## [INPUT DATA]
PR #3637, opened 2021-09-01
Expose OSWPT to Lua and allow for LuaSEXP argument

BMagnu:
This finally remedies my biggest annoyance with LuaSEXPs: It is now possible to specify OSWPT-types as arguments, allowing for custom sexps to work for much broader situations.
As convenience functions, it's not only possible to access OSWPT data directly, but rather supply a function that should then be applied to every ship (or parse object) this OSWPT applies to, allowing for the creation of easy "do n for all Ships/Wings/Teams" SEXPs with little effort.
The newly added argument types are called the following (they include the oswpt prefix to signify that all of these return an OSWPT object, and just differ in how they can be populated in FRED), and are generally equivalent to their built-in SEXP counterparts:
```
ship+waypoint
ship+wing
ship+wing+team
ship+wing+ship_on_team+waypoint
ship+wing+waypoint
ship+wing+waypoint+none
```

### DIFF
--- a/code/parse/sexp/LuaSEXP.cpp
+++ b/code/parse/sexp/LuaSEXP.cpp
@@ -10,6 +10,7 @@
 #include "parse/sexp.h"
 #include "parse/sexp/sexp_lookup.h"
 #include "scripting/api/objs/message.h"
+#include "scripting/api/objs/oswpt.h"
 #include "scripting/api/objs/sexpvar.h"
 #include "scripting/api/objs/ship.h"
 #include "scripting/api/objs/shipclass.h"
@@ -38,7 +39,14 @@ SCP_unordered_map<SCP_string, int> parameter_type_mapping{{ "boolean",      OPF_
 														  { "wing",         OPF_WING },
 														  { "shipclass",    OPF_SHIP_CLASS_NAME },
 														  { "weaponclass",  OPF_WEAPON_NAME },
-														  { "soundentry",   OPF_GAME_SND }, };
+														  { "soundentry",   OPF_GAME_SND }, 
+														  { "oswpt-ship+waypoint",   OPF_SHIP_POINT },
+														  { "oswpt-ship+wing",   OPF_SHIP_WING },
+														  { "oswpt-ship+wing+team",   OPF_SHIP_WING_WHOLETEAM },
+														  { "oswpt-ship+wing+team+waypoint",   OPF_SHIP_WING_SHIPONTEAM_POINT },
+														  { "oswpt-ship+wing+waypoint",   OPF_SHIP_WING_POINT },
+														  { "oswpt-ship+wing+waypoint+none",   OPF_SHIP_WING_POINT_OR_NONE }, };
+
 std::pair<SCP_string, int> get_parameter_type(const SCP_string& name)
 {
 	SCP_string copy = name;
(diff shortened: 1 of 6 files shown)


JohnAFernandez:
I'd love to review this, but it looks like it could really use someone who knows scripting a little better?

code/scripting/api/objs/oswpt.cpp
```diff
@@ -0,0 +1,183 @@
...
+#include "team.h"
+#include "waypoint.h"
+#include "wing.h"
+#include "ship/ship.h"
+
+namespace scripting {
+namespace api {
+
+//**********HANDLE: Wing
+ADE_OBJ(l_OSWPT, object_ship_wing_point_team, "oswpt", "OSWPT handle");
```
asarium, line 16: `OSWPT` isn't really useful in this context since it does not help in explaining what this handle does. Please add a better description here which explains that this is a combined handle to either of those categories.

asarium (changes requested):

code/parse/sexp/LuaSEXP.cpp
```diff
@@ -38,7 +39,14 @@ SCP_unordered_map<SCP_string, int> parameter_type_mapping{{ "boolean",      OPF_
...
 														  { "shipclass",    OPF_SHIP_CLASS_NAME },
 														  { "weaponclass",  OPF_WEAPON_NAME },
-														  { "soundentry",   OPF_GAME_SND }, };
+														  { "soundentry",   OPF_GAME_SND }, 
+														  { "oswpt-ship+waypoint",   OPF_SHIP_POINT },
+														  { "oswpt-ship+wing",   OPF_SHIP_WING },
+														  { "oswpt-ship+wing+team",   OPF_SHIP_WING_WHOLETEAM },
+														  { "oswpt-ship+wing+team+waypoint",   OPF_SHIP_WING_SHIPONTEAM_POINT },
+														  { "oswpt-ship+wing+waypoint",   OPF_SHIP_WING_POINT },
+														  { "oswpt-ship+wing+waypoint+none",   OPF_SHIP_WING_POINT_OR_NONE }, };
```
Goober5000, line 48: You could remove the `oswpt-` prefix and just declare the scripting type to be the data it accepts

code/scripting/api/objs/oswpt.cpp
```diff
@@ -0,0 +1,183 @@
...
+
+	switch (oswpt.type) {
+	case OSWPT_TYPE_SHIP:
+		return ade_set_args(L, "s", "ship");
+	case OSWPT_TYPE_PARSE_OBJECT:
+		return ade_set_args(L, "s", "parseobject");
+	case OSWPT_TYPE_WING:
+	case OSWPT_TYPE_WING_NOT_PRESENT:
+		return ade_set_args(L, "s", "wing");
+	case OSWPT_TYPE_SHIP_ON_TEAM:
```
Goober5000, line 32: `SHIP_ON_TEAM` should be distinguished separately

code/scripting/api/objs/oswpt.cpp
```diff
@@ -0,0 +1,183 @@
...
+
+	switch (oswpt.type) {
+	case OSWPT_TYPE_SHIP:
+		return ade_set_args(L, "o", l_Ship.Set(object_h(oswpt.objp)));
+	case OSWPT_TYPE_PARSE_OBJECT:
+		return ade_set_args(L, "o", l_ParseObject.Set(parse_object_h(oswpt.ship_entry->p_objp)));
+	case OSWPT_TYPE_WING:
+	case OSWPT_TYPE_WING_NOT_PRESENT:
+		return ade_set_args(L, "o", l_Wing.Set(WING_INDEX(oswpt.wingp)));
+	case OSWPT_TYPE_SHIP_ON_TEAM:
```
Goober5000, line 58: Will `l_Team.Set` work with the ship-on-team values?

BMagnu: Yes, ship-on-team will fill the wingp property of oswpt

code/scripting/api/objs/oswpt.cpp
BMagnu: Since this is about the data-type that the scripter would have to deal with (which can vary for multiple invocations of the sexp), whereas the ships-on-team vs team distiction is always the same for the whole sexp, it makes sense to keep them handled the same here

asarium (approved):

Goober5000 (approved):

## [YOUR ASSIGNMENT]
Count each line of the material above that holds the word "namespace", and state the total with no other text.

## [EXPECTED OUTPUT]
2